Sucuri detected an interesting "reflective" attack using the Wordpress Pingback feature to attack web sites [1]. Unlike other reflective attacks that use UDP services like NTP and DNS, this attacks uses the Wordpress Pingback feature.

The intend of Pingback is to notify a site that you link to about the link hoping that the site you are linking to will return the favor. Some systems automate this and maintain automated lists linking back to sites that covered their article. In order to implement pingback, Wordpress implements an XML-RPC API function. This function will then send a request to the site to which you would like to send a "pingback".

With Wordpress, the Pingback is sent as a POST request to the /xmlrpc.php request. The body of the request will look like:

<methodCall>
  <methodName>pingback.ping</methodName>
  <params>
     <param><value><string>http://victim</string></value></param>
     <param><value><string>http://reflector</string></value></param>
  </params>
</methodCall>

For the attack seen by Sucuri, the "victim" URL included a random parameter like "victim.com?123456=123456" to prevent caching.

The result of this request is that your Wordpress install will send a request to the victim's site. I don't think the attack will provide a significant traffic amplification, but it does obfuscate the actual source of the attack.
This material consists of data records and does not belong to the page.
PR #1657, opened 2022-07-29
Update Jackson to Fix Vulnerability

cmitchell:
Had to update Wildfly as well in order to update jackson, so the version of jackson is the same used by wildfly (2.12.3) .  Wildfly ships with its own version of jackson that will be used no matter how hard you try to over ride it (unless you excldue the jaxrs subsystem which is what brings in wildfly's jackson, but doing so is its own rabbit hole)

Wildfly required the upgrade of cdi, weld and arquillian dependencies as well.

This branch and PR is in place of the dependabot branch

PR #2748, opened 2025-02-11
Adding jackson version with downstream fix

avgAGB:


hlgp (approved):

hlgp:
Wonder if this will encounter the same issues as https://github.com/NationalSecurityAgency/datawave/pull/1657 wrt wildfly dependencies.  If so, additional changes may be needed and we should close https://github.com/NationalSecurityAgency/datawave/pull/1657 in lieu of this one.

avgAGB:
> Wonder if this will encounter the same issues as #1657 wrt wildfly dependencies. If so, additional changes may be needed and we should close #1657 in lieu of this one.

good point, didn't know that the older MR had done some investigation already. I'll check it out

PR #3151, opened 2025-09-10
Accumulo scan hints and consistency levels aggressive

rdhayes68:
This is a more aggressive list of scanners changed with the future ability to use ScanServers (consistency level set to EVENTUAL) when compared to [Accumulo scan hints and consistency levels #3150.](https://github.com/NationalSecurityAgency/datawave/pull/3150)


hlgp:
reopen when ready for integration testing

PR #3161, opened 2025-09-16
Add new IndexLookups

apmoriarty:
Add IndexLookups for fielded and unfielded regex expansion iterators, add test framework for IndexLookups

IndexLookupMap now has variables to track state. This lays the groundwork for migrating the control flow away from thrown exceptions

### DIFF
--- a/warehouse/query-core/src/main/java/datawave/query/jexl/lookups/UnfieldedRegexIndexLookup.java
+++ b/warehouse/query-core/src/main/java/datawave/query/jexl/lookups/UnfieldedRegexIndexLookup.java
@@ -1,12 +1,9 @@
 package datawave.query.jexl.lookups;
 
-import static datawave.query.jexl.lookups.ShardIndexQueryTableStaticMethods.EXPANSION_HINT_KEY;
-
 import java.util.Collections;
 import java.util.Map;
 import java.util.Objects;
 import java.util.Set;
-import java.util.concurrent.CountDownLatch;
 import java.util.concurrent.ExecutorService;
 
 import org.apache.accumulo.core.client.IteratorSetting;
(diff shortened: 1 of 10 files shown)


warehouse/query-core/src/main/java/datawave/query/jexl/lookups/UnfieldedRegexIndexLookup.java
```diff
@@ -0,0 +1,145 @@
...
+import datawave.query.config.ShardQueryConfiguration;
+import datawave.query.tables.ScannerFactory;
+import datawave.util.time.DateHelper;
+
+/**
+ * An asynchronous index lookup which expands a fielded regex into discrete fields and values.
+ * <p>
+ * Because an unfielded term is not executable it is best if this index lookup runs without a time or field threshold.
+ */
+public class UnfieldedRegexIndexLookup extends AsyncIndexLookup {
```
ivakegg: Code is very similar to the fielded regex index lookup.... can we combine somehow or is this really needed?

ivakegg (changes requested):
see comment

warehouse/query-core/src/main/java/datawave/query/jexl/lookups/UnfieldedRegexIndexLookup.java
apmoriarty: These look very similar today, but the unfielded lookup is configured to ignore timeout exceptions...which begs the question, why bother configuring a timeout iterator in the first place? 

That will get cleaned up when the new index lookups are integrated. At that point keeping these as separate classes preserves the intent.

ivakegg: Why not simply use the same class but configure a different timeout ?

ivakegg (approved):

avgAGB (approved):

PR #3170, opened 2025-09-18
Accumulo annotation serializer, data access object and utilities.

drewfarris:
This should be considered a draft until feature/annotation-base-model is branch is finalized in #3169, putting this here so @FineAndDandy can begin reviewing and comment on it.

PR #3173, opened 2025-09-19
Annotation manager web service

drewfarris:
This builds on the framework in #3170 to provide a web-services layer for managing annotations and performing general CRUD operations.


warehouse/ingest-core/pom.xml
drewfarris, line 1: `io.dropwizard.metrics:metrics-core` is a duplicate dependency declared in both the default and provided scope. I removed this to get rid of warnings.

apmoriarty (approved):

web-services/annotations/src/main/java/datawave/webservice/annotation/AnnotationManagerBean.java
```diff
@@ -0,0 +1,550 @@
...
+     *            the type of id provided
+     * @param id
+     *            the id itself.
+     * @return a Metadata object containing the source table, row, datatype and internal document id (uid).
+     * @throws QueryException
+     *             if the id is malformed.
+     */
+    private Metadata lookupDocumentIdentifier(String idType, String id) throws QueryException {
+        // TODO: if the idType is CONTENT or DOCUMENT, assume that the id provided is an internal id, otherwise
+        if (idType.equals("DOCUMENT")) {
```
ivakegg, line 495: We may be overloading too much here.  Should this be "RECORD_ID" which matches the field returned in documents ?

web-services/annotations/src/main/java/datawave/webservice/annotation/AnnotationManagerBean.java
```diff
@@ -0,0 +1,550 @@
...
+
+    @Inject
+    @SpringBean(name = "AnnotationManagerConfig")
+    private AnnotationManagerConfig config;
+
+    // Stateful variables, managed locally.
+    Set<Authorizations> authorizations;
+    AccumuloClient client;
+    LookupUUIDService lookupUUIDService;
+    AnnotationDataAccess annotationDataAccess;
```
ivakegg, line 91: You marked this bean as stateless above, and yet you have state here.  Did you intend these to be static maybe?  Some synchronized access around these may be required.  Or did you intend these to be used on a call by call basis in which case remove these and instead mange them inside of the rest full methods.  Could make the thread local as another possibility.

web-services/pom.xml
```diff
@@ -556,7 +562,7 @@
                         <threadCountClasses>0</threadCountClasses>
                         <threadCountMethods>1</threadCountMethods>
                         <threadCountSuites>0</threadCountSuites>
-                        <argLine>@{argLine} -XX:+TieredCompilation -XX:TieredStopAtLevel=1  -Dfile.encoding=UTF8 -Duser.timezone=GMT -Xmx1024m -Dapple.awt.UIElement=true -Djava.security.krb5.realm= -Djava.security.krb5.kdc=
+                        <argLine>@{argLine} -XX:+TieredCompilation -XX:TieredStopAtLevel=1  -Dfile.encoding=UTF8 -Duser.timezone=GMT -Xmx2g -Dapple.awt.UIElement=true -Djava.security.krb5.realm= -Djava.security.krb5.kdc=
```
drewfarris, line 565: Added #3248 to explain why a 2g heap size is needed for these unit tests.

jalphonso (approved):

warehouse/annotation-core/src/main/java/datawave/annotation/util/v1/AnnotationValidators.java
```diff
@@ -0,0 +1,32 @@
...
+import datawave.annotation.protobuf.v1.Segment;
+import datawave.annotation.util.Validator;
+
+/** Utility class holding validator implementations for Annotation and Segment classes */
+public class AnnotationValidators {
+    //@formatter:off
+    public static final Validator<Annotation> annotationValidator = Validator.<Annotation>create()
+            .addCheck(a -> StringUtils.isNotBlank(a.getShard()), "Annotation shard must not be blank")
+            .addCheck(a -> StringUtils.isNotBlank(a.getDataType()), "Annotation datatype must not be blank")
+            .addCheck(a -> StringUtils.isNotBlank(a.getUid()), "Annotation uid must not be blank")
```
austin007008, line 15: if you want to stay consistent with the checks below this line, Java has a built in "isBlank" method you can use. So instead of "StringUtils.isNotBlank(a.getShard())" it would be "!a.getShard().isBlank".   And then the stringUtils import can be removed if that change is made.

web-services/annotations/pom.xml
```diff
@@ -0,0 +1,237 @@
...
+            <scope>test</scope>
+        </dependency>
+        <dependency>
+            <groupId>org.picketbox</groupId>
+            <artifactId>picketbox</artifactId>
+            <scope>test</scope>
+        </dependency>
+        <dependency>
+            <groupId>org.powermock</groupId>
+            <artifactId>powermock-api-easymock</artifactId>
```
austin007008, line 195: Just making a note that powermock is not compatable with Java17+ so tests written in it will need to be updated whenever Datawave is moved off of Java11

warehouse/annotation-core/src/main/java/datawave/annotation/util/v1/AnnotationValidators.java
drewfarris: Thanks for the suggestion. The nice thing about `StringUtils.isNotBlank` here is that it can be used for a null check in addition to a blank string. If we were to use the built in String method, we'd possibly need a null check as well, which would make this code more verbose. However, with Annotation being a protobuf, I believe (but haven't verified) that the String fields are never null.

web-services/annotations/src/main/java/datawave/webservice/annotation/AnnotationManagerBean.java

By default, this feature is enabled in all Wordpress installs, and isn't quite easy to turn off. Sucuri recommends to add the following API filter to Wordpress:

add_filter( ‘xmlrpc_methods’, function( $methods ) {
   unset( $methods['pingback.ping'] );
   return $methods;
} );

Removing xmlrpc.php is not recommended as it will breack a number of other features that will use the API.

 

[1] http://blog.sucuri.net/2014/03/more-than-162000-wordpress-sites-used-for-distributed-denial-of-service-attack.html

------
Johannes B. Ullrich, Ph.D.
SANS Technology Institute
Twitter

Johannes

2966 Posts
ISC Handler
A nice stop gap to this as well, block all *.php requests in your WAF if you can.

All of our legitimate requests for WP are relative links with the ".php" chopped off. By blocking *.php at WAF we are actually blocking 99.7% of all automated scanners and botnet traffic looking for WP sites.

Of course, this should not be your only line of defense, but it is a good quick fix while your ops team tests and deploys above mentioned fix.
Anonymous

Posts
This plugin ("Disable XML-RPC Pingback") might be an easy stopgap measure (I have not tested it myself):
http://wordpress.org/plugins/disable-xml-rpc-pingback/

Description:
"Stops abuse of your site's Pingback method from XML-RPC by simply removing it. While you can use the rest of XML-RPC methods."
T

31 Posts Posts
Is it not sufficient to disable Pingback using the Wordpress settings?

http://en.forums.wordpress.com/topic/how-to-disable-pingback
Mark

2 Posts Posts
When talking about amplification here, you think bandwidth attack, which is what we see most of.

But DDoS can be at a higher level. You can starve the target for CPU resource, or number of connections. Apache will normally handle only a few thousand connections. A loadbalancer/WAF will prevent some higher level attacks, but these are real requests.
Povl H.

70 Posts Posts
When talking about amplification here, you think bandwidth attack, which is what we see most of.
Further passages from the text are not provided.